Stored data

PR #452, opened 2022-06-24
Forced lib usage for builds on windows

genusistimelord:
[Added in forced lib usage for vcpkg builds on windows](https://github.com/alexcrichton/curl-rust/commit/a8ae5076a8959a7d122c994e4f3c0454d739069b)

This will allow usage of pre-built curl libraries on windows. Works with vcpkg binaries.


genusistimelord:
@alexcrichton Any reason this should not be added to curl?

genusistimelord:
since no one cares.

sagebind:
This flag seems really specific and I'm not sure I understand its uses fully and the implications. Forcing the flag to do nothing except on Windows also seems like a strange behavior to me and not very composable.

For context, I'm always pretty wary about PRs that change how we build/link to curl, because we _already_ have tons of options around it and yet we haven't pleased everyone. People always have different ideas on how to link to curl, or to customize the build, or to use specific paths, etc, and unless the solution is very generic it is better for users to customize curl to their needs if they are that specific.

I suppose in this example we already have a `force-system-lib-on-osx` feature, so maybe this is acceptable. Though for naming consistency, perhaps `force-system-lib-on-windows` would be better.

PR #469, opened 2022-09-30
support ABSTRACT_UNIX_SOCKET

ktmlm:
this PR add supports for this feature: https://curl.se/libcurl/c/CURLOPT_ABSTRACT_UNIX_SOCKET.html


src/easy/handler.rs
```diff
@@ -807,6 +807,25 @@ impl<H> Easy2<H> {
...
+    /// Provides the ABSTRACT UNIX SOCKET which this handle will work with.
+    ///
+    /// The `addr` param can be any bytes.
+    ///
+    /// This function is an alternative to [`Easy2::unix_socket`] and [`Easy2::unix_socket_path`] that supports
+    /// ABSTRACT_UNIX_SOCKET(`man 7 unix` on Linux) address.
+    ///
+    /// By default this option is not set and corresponds to
+    /// [`CURLOPT_ABSTRACT_UNIX_SOCKET`](https://curl.haxx.se/libcurl/c/CURLOPT_ABSTRACT_UNIX_SOCKET.html).
+    pub fn abstract_unix_socket(&mut self, addr: &[u8]) -> Result<(), Error> {
```
sagebind, line 819: Make sure you expose the same option in `Easy` in `handle.rs` as well!

ktmlm: done

src/easy/handler.rs
```diff
@@ -807,6 +807,28 @@ impl<H> Easy2<H> {
...
+    /// ABSTRACT_UNIX_SOCKET(`man 7 unix` on Linux) address.
+    ///
+    /// By default this option is not set and corresponds to
+    /// [`CURLOPT_ABSTRACT_UNIX_SOCKET`](https://curl.haxx.se/libcurl/c/CURLOPT_ABSTRACT_UNIX_SOCKET.html).
+    ///
+    /// NOTE: this API can only be used on Linux OS.
+    #[cfg(target_os = "linux")]
+    pub fn abstract_unix_socket(&mut self, addr: &[u8]) -> Result<(), Error> {
+        unsafe {
+            self.cvt(curl_sys::curl_easy_setopt(
```
sagebind, line 824: `CURLOPT_ABSTRACT_UNIX_SOCKET` requires the parameter to be a null-terminated C string, so we should use `self.setopt_str` internally. As is, this is unsafe since we aren't enforcing `addr` to have a null-terminator.

sagebind (changes requested):

src/easy/handler.rs
ktmlm: yeh, the documentation indeed requires this rule, but non-null-terminated bytes can also work well in my practice; also, Linux's system-level interface does not have this requirement either.

ok, I will change the param to Cstr to meet the requirements of CURLOPT

ktmlm: done, please review again

sagebind: If it makes more sense, we can still accept `&[u8]` as the parameter type, but internally we should still use a `CString` to ensure memory safety. Technically, C strings don't really have any encoding requirements other than that it must end with a null byte, so this should be fine. We just want to make sure that the _caller_ is not responsible for adding the null terminator, because if they forget to do so it could lead to undefined behavior.

ktmlm: https://docs.rs/nix/0.25.0/src/nix/sys/socket/addr.rs.html#807-830

sagebind: Internally libcurl is going to call `strlen` and `strdup` on whatever gets passed in, which is why Very Much Bad Things™ could happen if we don't absolutely guarantee that there's exactly one null byte at the end of the slice:

- https://github.com/curl/curl/blob/10fbd8b4e3f83b967fd9ad9a41ab484c0e7e7ca3/lib/setopt.c#L2936-L2940
- https://github.com/curl/curl/blob/10fbd8b4e3f83b967fd9ad9a41ab484c0e7e7ca3/lib/setopt.c#L59-L76

Even if under the hood Linux doesn't care.

ktmlm: you are right, and I have pushed the required changes yesterday

src/easy/handle.rs
```diff
@@ -170,6 +170,14 @@ impl Easy {
         self.inner.unix_socket_path(path)
     }
 
+    /// Same as [`Easy2::abstract_unix_socket`](struct.Easy2.html#method.abstract_unix_socket)
+    ///
+    /// NOTE: this API can only be used on Linux OS.
+    #[cfg(target_os = "linux")]
+    pub fn abstract_unix_socket(&mut self, addr: &str) -> Result<(), Error> {
```
sagebind, line 177:
```suggestion
    pub fn abstract_unix_socket(&mut self, addr: &[u8]) -> Result<(), Error> {
```

src/easy/handler.rs
```diff
@@ -807,6 +807,21 @@ impl<H> Easy2<H> {
...
+    ///
+    /// This function is an alternative to [`Easy2::unix_socket`] and [`Easy2::unix_socket_path`] that supports
+    /// ABSTRACT_UNIX_SOCKET(`man 7 unix` on Linux) address.
+    ///
+    /// By default this option is not set and corresponds to
+    /// [`CURLOPT_ABSTRACT_UNIX_SOCKET`](https://curl.haxx.se/libcurl/c/CURLOPT_ABSTRACT_UNIX_SOCKET.html).
+    ///
+    /// NOTE: this API can only be used on Linux OS.
+    #[cfg(target_os = "linux")]
+    pub fn abstract_unix_socket(&mut self, addr: &str) -> Result<(), Error> {
```
sagebind, line 820:
```suggestion
    pub fn abstract_unix_socket(&mut self, addr: &[u8]) -> Result<(), Error> {
```

sagebind (commented):
This is what I mean that we can still use `&[u8]` since that is less restrictive and matches what is supported.

ktmlm:
good idea, done again

sagebind (approved):
Thanks!

PR #740, opened 2025-01-22
[Matching] only allow matching on password types

dbajpeyi:
**Reviewer:**  @GioSensation 
**Asana:** https://app.asana.com/0/1200930669568058/1207141837886276/f

## Description
Only allow "input[type=password]" fields to be matched as passwords. We have quite some evidence that this matches many random text fields into password fields.


test-forms/index.json
```diff
@@ -488,7 +488,7 @@
   { "html": "www_neurology_org_login.html", "generated": true, "title": "User account | American Academy of Neurology Journals", "expectedFailures": ["username OR emailAddress"], "comment": "rank: 9960" },
   { "html": "ibs_johnsoncontrols_com_login.html", "generated": true, "title": "Johnson Controls Login", "expectedFailures": ["username OR emailAddress"], "comment": "rank: 9995" },
   { "html": "bitwarden_com_account-locked.html" },
-  { "html": "duckduckgo_cloudsave-passphrase.html" },
+  { "html": "duckduckgo_cloudsave-passphrase.html", "expectedFailures": ["password", "password"] },
```
dbajpeyi, line 491: Well that's unfortunate, this is the page:

Screenshot 2025-01-22 at 17 03 52

test-forms/index.json
```diff
@@ -538,7 +538,7 @@
   { "html": "montcalmroyallondoncity_login.html" },
   { "html": "decipherinc_survey.html" },
   { "html": "sequoia-benefits_login.html" },
-  { "html": "transamerica_login.html", "expectedFailures": ["username"] },
+  { "html": "transamerica_login.html" },
```
dbajpeyi, line 541: Lol, fixes https://app.asana.com/0/1200930669568058/1205638375015779/f

src/Form/matching.js
```diff
@@ -256,7 +256,7 @@ class Matching {
                 // Any other input type is likely a false match
                 // Arguably "text" should be as well, but it can be used for password reveal fields
                 if (
-                    ['password', 'text'].includes(input.type) &&
+                    ['password'].includes(input.type) &&
```
GioSensation, line 259: Shouldn't this be simply?

```suggestion
                    input.type === 'password' &&
```

test-forms/index.json
GioSensation: We definitely need a workaround for this. We can't fail on our own UI. Either we make an exception for when the field has an explicit `autocomplete` attribute, or some other similar thing. Another possible option is to change that field in the SERP to already have the `data-ddg-inputtype=password.new` (or `.current` as needed). That should bypass our checks.

test-forms/airbnb_signup.html
```diff
@@ -1,424 +1,282 @@
...
+                        <div
+                            class="l1bm6uz3 atm_mk_stnw88 atm_tk_f6fqlb atm_fq_1fwxnve atm_n3_1fwxnve atm_gi_idpfg4 atm_l8_idpfg4 atm_mj_glywfm atm_bx_48h72j atm_c8_2x1prs atm_g3_1jbyh58 atm_fr_11a07z3 atm_7l_1he744i atm_uc_1pr5qnm atm_tw_xchc94 l6fh4mc atm_vy_1y5hjwv atm_tr_1y95dkk atm_cs_6adqpa dir dir-ltr">
+                            <div
+                                class="l12j3uvm atm_j3_1osqo2v atm_ks_15vqwwr atm_sq_1l2sidv atm_vv_1q9ccgz dir dir-ltr">
+                                Email</div>
+                        </div>
+                        <div class="_3qiqzub"><input inputmode="email" aria-disabled="false" name="user[email]"
+                                data-testid="email-signup-email" class="_1p9gixpg" id="email-signup-email"
+                                autocomplete="email" type="email" aria-describedby="email-signup-email-InputField-help"
+                                placeholder="Email" value="dbajpeyi112@dmail.com"
```
GioSensation, line 144: It's best to remove your personal email.
```suggestion
                                placeholder="Email" value=""
```

test-forms/airbnb_signup.html
```diff
@@ -1,424 +1,282 @@
...
+                                data-manual-scoring="emailAddress" data-ddg-autofill="true"
+                                style="background-size: auto 100% !important; background-position: right center !important; background-repeat: no-repeat !important; background-origin: content-box !important; background-image: url(&quot;chrome-extension://a7dfe66d-0271-42f1-a6d6-841480afc5f0/img/logo-small.svg&quot;) !important; transition: background !important;">
```
GioSensation, line 146:
```suggestion
                                data-manual-scoring="emailAddress">
```

GioSensation (changes requested):
We definitely need to fix that SERP failure. Plus a few nits. Note: can we add an example of a field in the test suite? Like take the O-I title bits.

test-forms/duckduckgo_cloudsave-passphrase.html
```diff
@@ -3,7 +3,7 @@
 <form class="frm">
     <label class="frm__label">Choose a unique passphrase for your settings.</label>
     <input
-        autocomplete="new-password" class="frm__input  js-cloudsave-phrase" data-manual-scoring="password.new" placeholder="Enter a passphrase"
+        autocomplete="new-password" class="frm__input  js-cloudsave-phrase" data-manual-scoring="unknown" placeholder="Enter a passphrase"
```
dbajpeyi, line 6: This is correct! We don't want to do anything here, given the "Suggest" CTA already present:

Screenshot 2025-01-23 at 13 03 59

test-forms/asana_board_title.html
```diff
@@ -0,0 +1,43 @@
+<div
```
GioSensation, line 1: Was this board title also false-matching? I don't think it was. I thought it was O-I for sure and maybe some others that contained the word "password".

dbajpeyi: Yes! It was, and this test actually fails on `main` and I confirmed it manually.

test-forms/index.json
```diff
@@ -488,7 +489,7 @@
   { "html": "www_neurology_org_login.html", "generated": true, "title": "User account | American Academy of Neurology Journals", "expectedFailures": ["username OR emailAddress"], "comment": "rank: 9960" },
   { "html": "ibs_johnsoncontrols_com_login.html", "generated": true, "title": "Johnson Controls Login", "expectedFailures": ["username OR emailAddress"], "comment": "rank: 9995" },
   { "html": "bitwarden_com_account-locked.html" },
-  { "html": "duckduckgo_cloudsave-passphrase.html" },
+  { "html": "duckduckgo_cloudsave-passphrase.html", "expectedFailures": ["password"] },
```
GioSensation, line 492: If we decided that the algorithm has the correct UX, we should change the `data-manual-scoring`, not adding an exception here.

GioSensation (approved):

PR #742, opened 2025-01-24
feat: check for form class/id

dbajpeyi:
**Reviewer:** 
**Asana:**


src/Scanner.js
```diff
@@ -279,6 +369,117 @@ class DefaultScanner {
...
+            '[role=dialog]',
+        ].join(',');
+
+        const formLikeContainer = input.closest(formSelectors);
+
+        // If we found a container, verify it's not too large and has a submit button
+        if (formLikeContainer) {
+            const containerInputs = formLikeContainer.querySelectorAll(this.matching.cssSelector('formInputsSelector'));
+            const submitButtons = formLikeContainer.querySelectorAll(this.matching.cssSelector('submitButtonSelector'));
+            if (containerInputs.length <= this.options.maxInputsPerForm && submitButtons.length > 0) {
```
GioSensation, line 474: I think you might still need to check for `&& inputs.length > 1` to avoid getting trapped in something like `.class-form-row`.

```suggestion
            if (containerInputs.length <= this.options.maxInputsPerForm && inputs.length > 1 && submitButtons.length > 0) {
```

And you'll need recursion in that case. Adding the submit button requirement can also be revisited. Some forms might not have the submit button at all, or it can be some div.

But overall this seems directionally correct. Nice work!

src/Scanner.js
```diff
@@ -279,6 +369,117 @@ class DefaultScanner {
...
+            // Use input.form unless it encloses most of the DOM
+            if (!isFormLikelyToBeUsedAsPageWrapper(input.form)) {
+                return input.form;
+            }
+        }
+
+        // Try using closest() with form-like selectors
+        const formSelectors = [
+            // Explicit forms first
+            'form:not([role=search])',
```
GioSensation, line 389: If the input has a parent form, you'd get it with `input.form`, so this is redundant.

PR #748, opened 2025-01-29
[Form] Don't reset value, if the target input is non-ddg or unknown

dbajpeyi:
**Reviewer:**  @GioSensation  @borgateo 
**Asana:** https://app.asana.com/0/1205996472158114/1209231072599786/f

## Description
Only reset on `input` events on forms, when the target input is a __matched_ ddg input field and if it's not `unknown` match.

## Steps to test
Originally reported task is https://app.asana.com/0/1205996472158114/1209231072599786/f. Here's the broken behavior:
Screen Recording 2025-01-27 at 09 31 51

1. Go to the form mentioned in the task,
2. Fill out all the identity fields, and then in the "Additional Details, Requests or Questions" enter something, then hit "Enter"
3. It should not trigger address save prompt (before this PR it used to),
4. Go back to one of the identities field (e.g name), then add some more text and hit enter again.
5. It should trigger the save address prompt.


integration-test/tests/save-prompts.macos.spec.js
dbajpeyi, line 1: I think playwright is a very good candidate here. It's a very special user interaction that can be replicated with it, and we don't seem to have a similar form.

GioSensation:
I can no longer reproduce the reported behavior in production. Did we fix it in some other way?

dbajpeyi:
**Before** (on prod DDG)
https://github.com/user-attachments/assets/18103d1d-3304-432a-a21b-96567e75c2e8


**After** (on my build)
https://github.com/user-attachments/assets/27ec8c48-29dd-42ce-a844-083f77ff5e78

PR #756, opened 2025-02-10
Update release workflow to support Apple monorepo

samsymons:
**Reviewer:** @dbajpeyi 
**Asana:** https://app.asana.com/0/72649045549333/1209197424401946

## Description

This PR updates the release workflow to support the Apple monorepo.

There are a few TODOs left deliberately in place, which I'll resolve after the review. They're in place to allow the reviewer to test the workflow manually if desired, without causing noise for other platforms.

## Steps to test
1. Check that [this release template](https://app.asana.com/0/0/1209372256384080/f) is correct (it is expected that it only contains an Apple release, other release types were commented out for testing to avoid noise)
2. Check that [this workflow run](https://github.com/duckduckgo/duckduckgo-autofill/actions/runs/13252623432) looks correct (again, acknowledging that other platform releases were deliberately skipped)

If you want to run this manually, you can now dispatch the workflow manually if you'd like:

```
gh workflow run asana-release.yml --ref sam/update-apple-release-workflow \
  --field tag_name="16.1.0" \
  --field release_url="https://github.com/duckduckgo/duckduckgo-autofill/releases/tag/16.1.0" \
  --field release_notes="Test release for the Apple monorepo"
```


.github/workflows/asana-release.yml
```diff
@@ -3,11 +3,22 @@ name: Autofill Release Workflow
...
+                description: 'Release notes for the release'
+                required: true
 
 env:
-    VERSION: ${{ github.event.release.tag_name }}
-    RELEASE_URL: ${{ github.event.release.html_url }}
-    RELEASE_NOTES: ${{ github.event.release.body }}
+    VERSION: ${{ github.event.inputs.tag_name || github.event.release.tag_name }}
+    RELEASE_URL: ${{ github.event.inputs.release_url || github.event.release.html_url }}
+    RELEASE_NOTES: ${{ github.event.inputs.release_notes || github.event.release.body }}
```
samsymons, line 21: This was needed to allow for `workflow_dispatch` support - now the input values will get used if they exist, otherwise it'll fall back to the GitHub release values. This change is also the reason for replacing a bunch of `github.event` usage below with `env.VERSION`.

scripts/release/asana-update-tasks.js
```diff
@@ -44,13 +42,6 @@ const asanaUpdateTasks = async () => {
         const taskDescriptionSubstitutions = [[/\[\[pr_url]]/, prLink]];
 
         let extraContent = '';
```
samsymons, line 44: This could be removed now - if we don't use` [[extra_content]]` for anything else then it could be removed entirely. Happy to take suggestions on the correct approach here.

scripts/release/release-utils.js
```diff
@@ -50,19 +50,6 @@ function wrapInLi(content) {
...
- * @param {string} projectPbxprojContent
- * @param {string} commit
- * @returns {string}
- */
-function updateProjectPbxproj(projectPbxprojContent, commit) {
-    const bskPackageRegex =
-        /(repositoryURL = "https:\/\/github\.com\/duckduckgo\/BrowserServicesKit";\s+requirement = {\s+kind = )(exactVersion)(;\s+)(version = \d+.\d+.\d+;)/i;
-
-    return replaceInString(projectPbxprojContent, bskPackageRegex, `$1revision$3revision = ${commit};`);
-}
```
samsymons, line 64: No longer needed as Autofill updates will only ever go through a BSK reference update, there will no longer be any remote reference to BSK that needs updating. 🎉

.github/workflows/asana-release.yml
```diff
@@ -105,145 +117,44 @@ jobs:
                   path: autofill/
             - uses: ./autofill/.github/actions/setup-release-scripts
             # --- Action ---
-            - name: Checkout BSK
+            - name: Checkout Apple monorepo
               uses: actions/checkout@v3
               with:
-                  repository: duckduckgo/BrowserServicesKit
-                  path: bsk/
+                  repository: duckduckgo/apple-monorepo-test # TODO: Update with final monorepo URL
```
samsymons, line 123: The final repo now has history imported to it, so I'll update this on Thursday and run one more test.

muodov (approved):
I haven't run the workflow manually, but the code changes and the resulting task seem good.
I'd say let's just merge it when ready. If we missed something here, it would not be a big blocker: we can fix it quickly, and if necessary, make a release manually while we're at it.

PR #757, opened 2025-02-11
[Formatters] re-add partial save logic behind a feature toggle

dbajpeyi:
**Reviewer:**  @shakyShane 
**Asana:**  https://app.asana.com/0/1203822806345703/1209282738083555

## Description
Refactoring partial save logic as a result of investigation in https://app.asana.com/0/1203822806345703/1209282738083555.

**Background**
1. Allowing username only saves was introduced first in 16.0.0, as a part of [increase ratio of full credential saves](https://app.asana.com/0/72649045549333/1206048666874230/f) project
2. The project did well in numbers, until a feature toggle for it was introduced in JS in [16.1.0](https://github.com/duckduckgo/duckduckgo-autofill/compare/16.0.0...16.1.0)
3. This change in logic degraded the autofill accuracy numbers (as first improved by 16.0.0)
4. The reason for why this could've happened is not clear, but the change in [prepareFormValueforStorage](https://github.com/duckduckgo/duckduckgo-autofill/compare/16.0.0...16.1.0#diff-d6508e689548859e3f4f8cd20227865aa292ae59ddac1d6cb27240a878e220daR206)  is most likely the cause, although hard to reason about because the tests are working as expected and all happy path forms work, as defined in the project.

**Work request**
From the data above, copy each line where the string "null" appears.

**Exercise result**
sagebind, line 824: `CURLOPT_ABSTRACT_UNIX_SOCKET` requires the parameter to be a null-terminated C string, so we should use `self.setopt_str` internally. As is, this is unsafe since we aren't enforcing `addr` to have a null-terminator.
ktmlm: yeh, the documentation indeed requires this rule, but non-null-terminated bytes can also work well in my practice; also, Linux's system-level interface does not have this requirement either.
sagebind: If it makes more sense, we can still accept `&[u8]` as the parameter type, but internally we should still use a `CString` to ensure memory safety. Technically, C strings don't really have any encoding requirements other than that it must end with a null byte, so this should be fine. We just want to make sure that the _caller_ is not responsible for adding the null terminator, because if they forget to do so it could lead to undefined behavior.
sagebind: Internally libcurl is going to call `strlen` and `strdup` on whatever gets passed in, which is why Very Much Bad Things™ could happen if we don't absolutely guarantee that there's exactly one null byte at the end of the slice:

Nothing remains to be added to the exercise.